Stored data entries
******************************

PR #717, opened 2015-03-05
Fix #716: Adds wrapping and clamping to jv_array_slice.

### LINKED ISSUE #716: Make jv_array_slice indices consistent with jv_string_slice
`jv_string_slice` has this nice little bit to allow slicing by negative indices:

    if (start < 0) start = len + start;
    if (end < 0) end = len + end;

It also clamps indices to be within `[0, jv_string_length]`.

`jv_array_slice`, despite looking very similar, does not have the same behavior. It takes the simpler path of `assert`ing.

    assert(0 <= start && start <= end);
    assert(end <= jvp_array_length(a));

This seems inconsistent.

tgockel:
Now `jv_array_slice` and `jv_string_slice` behave the same with negative indices.

### DIFF
--- a/jv.c
+++ b/jv.c
@@ -276,11 +276,33 @@ static int jvp_array_equal(jv a, jv b) {
   return 1;
 }
 
+static int jvp_clamp_slice_params(int len, int *pstart, int *pend)
+{
+  if (*pstart < 0) *pstart = len + *pstart;
+  if (*pend < 0) *pend = len + *pend;
+
+  if (*pstart < 0) *pstart = 0;
+  if (*pstart > len) *pstart = len;
+  if (*pend > len) *pend = len;
+  if (*pend < *pstart) *pend = *pstart;
+  
+  return !(*pstart < 0 || *pstart > *pend || *pend > len);
+}
+
 static jv jvp_array_slice(jv a, int start, int end) {
   assert(jv_get_kind(a) == JV_KIND_ARRAY);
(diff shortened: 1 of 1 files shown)


jv.c
```diff
@@ -728,15 +750,10 @@ jv jv_string_slice(jv j, int start, int end) {
...
-  if (end < 0) end = len + end;
-
-  if (start < 0) start = 0;
-  if (start > len) start = len;
-  if (end > len) end = len;
-  if (end < start) end = start;
-  if (start < 0 || start > end || end > len)
+  if (!jvp_clamp_slice_params(len, &start, &end)) {
+    jv_free(j);
     return jv_invalid_with_msg(jv_string("Invalid string slice indices"));
```
tgockel: I noticed this while I was in here -- I believe returning here without calling `jv_free(j)` first is a leak.

tgockel:
I thought about taking out some logic there, but I believe it would change the behavior of string slicing. The `len` in `jv_string_slice` comes from `jv_string_length_bytes`, while `len` in `parse_slice` comes from `jv_string_length_codepoints`.

That said, it makes more sense to me to have `jv_string_slice` wrap in terms of code points.

nicowilliams:
Thanks.  I'm traveling today, I'll try to get to this and other pending PRs
tomorrow.

nicowilliams:
Thanks!

PR #719, opened 2015-03-06
detect and report output writing errors

agordon:
Detect output errors when the program exits.

Currently:
    $ echo '{}' | jq . > /dev/full && echo ok
    ok

with the patch:
    $ echo '{}' | jq . > /dev/full && echo ok
    Error: writing output failed: No space left on device

also apply to hardware/network/other I/O errors.

(replaces #714)

### DIFF
--- a/main.c
+++ b/main.c
@@ -476,6 +476,11 @@ int main(int argc, char* argv[]) {
   if (jq_util_input_open_errors(input_state) != 0 && ret == 0 && (options & EXIT_STATUS))
     ret = 2;
 
+  if (fclose(stdout)!=0) {
+    fprintf(stderr,"Error: writing output failed: %s\n", strerror(errno));
+    ret = 2;
+  }
+
   if (ret != 0)
     goto out;
 


nicowilliams:
Thanks.  This is clever.  Changing all the `jv_princ.c` code to handle stdio errors would be more work, though I think that would be better (do we want to try to output 10GB of data *then* report the failure on close, or would we rather fail as soon as `ENOSPC` results?  well, probably the latter, unless that meant making the common case go slower, but jq has lots of opportunities for performance improvement, so I say the latter).

The other problem is that I'm averse to closing what might be `stdout` and not opening something as `stdout` again, but here it's pretty clear that we're about to exit.  I'd propose using `freopen()`, but just glancing at the man page tells me it's not clear that we'll get an error about the close.  For now I'm inclined to take this patch and re-work it later, though perhaps moving the `fclose()` to the very last operation before returning, just in case.

(Eventually, when we add I/O builtins, we should make sure that write failures are reported immediately.)

nicowilliams:
Here's my version of your patch:

    diff --git a/main.c b/main.c
    index adc9409..d12424e 100644
    --- a/main.c
    +++ b/main.c
    @@ -477,15 +477,17 @@ int main(int argc, char* argv[]) {
       if (jq_util_input_open_errors(input_state) != 0 && ret == 0 && (options & EXIT_STATUS))
         ret = 2;

    -  if (ret != 0)
    -    goto out;
    -
     out:
       jq_util_input_free(&input_state);
       jq_teardown(&jq);
       if (ret >= 10 && (options & EXIT_STATUS))
    -    return ret - 10;
    -  if (ret >= 10)
    -    return 0;
    +    ret -= 10;
    +  else if (ret >= 10)
    +    ret = 0;
    +  /* XXX We really should catch ENOSPC and such errors in jv_dumpf()! */
    +  if (fclose(stdout) != 0) {
    +    fprintf(stderr,"Error: writing output failed: %s\n", strerror(errno));
    +    return 2;
    +  }
       return ret;
     }

What do you think?

agordon:
Hello,

The change looks good. If I understand the implications correctly, it means you'll report output errors even if other errors already encountered.

Note that even if error checking is added to `jv_dumps` (and also to the `printf` and `fflush` in `main.c:process()`) - closing stdout and checking the returned value from `fclose` is really the only standard way to verify the stream was successfully written.
for example, closing stdout is a common practice in gnu code (http://git.savannah.gnu.org/cgit/gnulib.git/tree/lib/closeout.c) though that code handles some more complicated cases.

Thanks!
  gordon

nicowilliams:
Yes, `fclose(stdout)` has to happen no matter what, I agree (does sed do
this? does ex?).

agordon:
At least for gnu sed and other gnu utilities - yes: they all close stdout and explicitly check the result (sometimes by using `atexit()` to ensure it will happen regardless of how the program terminates).

examples:
sort: http://lingrok.org/xref/coreutils/src/sort.c#829
cat: http://lingrok.org/xref/coreutils/src/cat.c#567
tr: http://lingrok.org/xref/coreutils/src/tr.c#1741
uniq: http://lingrok.org/xref/coreutils/src/uniq.c#498
sed: http://git.savannah.gnu.org/cgit/sed.git/tree/sed/utils.c#n283

nicowilliams:
Thanks for checking!

nicowilliams:
Oy, I picked your version and pushed it.

nicowilliams:
Thanks!

PR #724, opened 2015-03-10
always propagate input errors to exit code

agordon:
Improve robustness in automated system when using exit code in shell scripts,
by exiting with code 2 if there was any input error (even overriding other
possible error exit codes).
Exit code 2 is already used to indicate system errors.

Without the patch:
   $ jq . no-such-file ; echo $?
   jq: no-such-file: No such file or directory
   0

With the patch:
   $ jq . no-such-file ; echo $?
   jq: no-such-file: No such file or directory
   2

### DIFF
--- a/main.c
+++ b/main.c
@@ -474,7 +474,7 @@ int main(int argc, char* argv[]) {
     }
   }
 
-  if (jq_util_input_open_errors(input_state) != 0 && ret == 0 && (options & EXIT_STATUS))
+  if (jq_util_input_open_errors(input_state) != 0)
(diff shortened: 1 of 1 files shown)


agordon:
A side note: I'm not sure if the removed code ( `&& ret == 0 && (options & EXIT_STATUS)`) has side effects which were desired (some cases were input errors should not be reported??).
But it seems that in most unix programs, input errors trump other runtime errors.

nicowilliams:
Picked onto master.  Thanks!

PR #727, opened 2015-03-12
mark functions which require 1.5

JuanCanham:
The online docs are the main source for a lot of people (e.g me) so merging this will prevent people (e.g me) banging their heads when the docs don't work.

### DIFF
--- a/manual/index.html
+++ b/manual/index.html
@@ -2095,7 +2095,7 @@ map(foo) | from_entries</code>, useful for doing some operation to all keys and 
               
                 <section id="flattenflattendepth">
                 <h3>
-                  <p><code>flatten</code>, <code>flatten(depth)</code></p>
+                  <p>[Requires 1.5] <code>flatten</code>, <code>flatten(depth)</code></p>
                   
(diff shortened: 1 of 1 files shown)


wtlangford:
Hey! You've started the process I've been putting off forever! The issue,
though, is that the changes need to be made to the .yml file and the script
to generate the html and man pages needs to be updated.

pkoppstein:
In the interim, would it be possible to revert the online manual so that it is in-sync with jq 1.4?

nicowilliams:
Thanks!

JuanCanham:
@wtlangford, I was worried you might say that. As this temp fix will break as soon as you update the docs  I'll try and get it done this week (including Sunday).

wtlangford:
In the meantime, @nicowilliams has taken your PR and merged it into a new
branch to use for the docs.

pkoppstein:
It would be great if the patch (or patches) could correct the references to `split2`. They should all be changed to `splits` (as in "split-with-stream-orientation").  Thank you!

PR #1772, opened 2018-11-21
fix comparison of integers of different signs warning

itchyny:
Building on macOS emits the following warning so I fixed by casting to int.
```
src/lexer.c:1500:47: warning: comparison of integers of different signs: 'int' and 'yy_size_t' (aka 'unsigned long') [-Wsign-compare]
        if ((int) (yyg->yy_n_chars + number_to_move) > YY_CURRENT_BUFFER_LVALUE->yy_buf_size) {
            ~~~~~~~~~~~~~~~~~~~~~~~~~~~~~~~~~~~~~~~~ ^ ~~~~~~~~~~~~~~~~~~~~~~~~~~~~~~~~~~~~~
1 warning generated.
```

### DIFF
--- a/src/lexer.c
+++ b/src/lexer.c
@@ -1497,7 +1497,7 @@ static int yy_get_next_buffer (yyscan_t yyscanner)
 	else
 		ret_val = EOB_ACT_CONTINUE_SCAN;
 
-	if ((int) (yyg->yy_n_chars + number_to_move) > YY_CURRENT_BUFFER_LVALUE->yy_buf_size) {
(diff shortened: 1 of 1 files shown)


leonid-s-usov:
You shouldn't be editing `lexer.c` directly. It's generated automatically from `lexer.l`. Your fixes must be done on the `.l` file (or in other supporting files) and then you should commit the regenerated `.c`

Specifically this issue seems to be rooted deeper in the `flex` generator, as this piece of code is entirely autogenerated. I'm not good at this tool. The only idea I am having is to ask it not generate the typedef or `yy_size_t` and define it manually as a synonym of `int`. That fixes the warning but might have side effects. Anyhow, a LEX expert comments are needed

itchyny:
Ah ok, thanks.

PR #1782, opened 2018-12-26
Two fixes for MinGW64, and one for non-root builds

wiiaboo:
Great software, use it a lot. Keep it up 👍

### DIFF
--- a/src/builtin.c
+++ b/src/builtin.c
@@ -34,7 +34,7 @@ void *alloca (size_t);
 #endif
 #include <string.h>
 #include <time.h>
-#if defined(WIN32) && !defined(HAVE_SETENV)
+#ifdef WIN32
 #include <windows.h>
 #endif
 #include "builtin.h"
--- a/src/builtin.c
+++ b/src/builtin.c
@@ -34,6 +34,9 @@ void *alloca (size_t);
 #endif
 #include <string.h>
 #include <time.h>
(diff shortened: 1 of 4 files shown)


src/builtin.c
```diff
@@ -34,6 +34,9 @@ void *alloca (size_t);
 #endif
 #include <string.h>
 #include <time.h>
+#if defined(WIN32) && !defined(HAVE_SETENV)
```
nicowilliams: Make that just `#ifdef WIN32`.  Whether we have `setenv()` is of no relevance here, right?

src/lexer.l
```diff
@@ -1,7 +1,7 @@
 %{
 #include <assert.h>
-#include "jv_alloc.h"
-#include "compile.h"
+#include "src/jv_alloc.h"
```
nicowilliams: Oh?  `-I${srcdir}` is not enough?

wiiaboo: I ran make with `V=1` and sure enough, there were just `-I. -I..`. The `..` is the `-I${srcdir}`, not `root/src`.

nicowilliams: I see the same.  Why does jq build for me on Unix when building out of tree?

nicowilliams:
@wiiaboo Thanks for your contribution!  I've rebased it, made the above change, and pushed it.

PR #1789, opened 2019-01-14
Provide a jvp_dump_raw_string function to implement the combination o…

rain-1:
…f flags -r and -a (raw and ascii)

### DIFF
--- a/src/jv_print.c
+++ b/src/jv_print.c
@@ -114,13 +114,18 @@ static void put_indent(int n, int flags, FILE* fout, jv* strout, int T) {
 }
 
 static void jvp_dump_string(jv str, int ascii_only, FILE* F, jv* S, int T) {
+  put_char('"', F, S, T);
+  jvp_dump_string_raw(str, ascii_only, F, S, T);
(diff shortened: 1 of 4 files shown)


src/jv_print.c
```diff
@@ -114,13 +114,18 @@ static void put_indent(int n, int flags, FILE* fout, jv* strout, int T) {
 }
 
 static void jvp_dump_string(jv str, int ascii_only, FILE* F, jv* S, int T) {
+  put_char('"', F, S, T);
+  jvp_dump_string_raw(str, ascii_only, F, S, T);
```
nicowilliams: What happens if the string has double-quote characters in it?

nicowilliams: Oh, I guess this isn't new...

rain-1: That's actually a good question.. can jvp_dump_string be tricked into producing bad output?

nicowilliams:
Hey, thanks for this.

Alanscut (approved):

PR #1794, opened 2019-01-22
Add tests for built-in function `contains`

haguenau:
Add tests for built-in function `contains` on trings, as per comments on #1732.

I believe this covers everything that would detect a bug wherein embedded null characters would be interpreting as string terminators, by making sure that characters after a null both in the "haystack" and in the "needle" are considered.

******************************

## Exercise aim:
Every line above that holds the string "comparison" should be copied into the answer.

## Solution to the exercise:
fix comparison of integers of different signs warning
src/lexer.c:1500:47: warning: comparison of integers of different signs: 'int' and 'yy_size_t' (aka 'unsigned long') [-Wsign-compare]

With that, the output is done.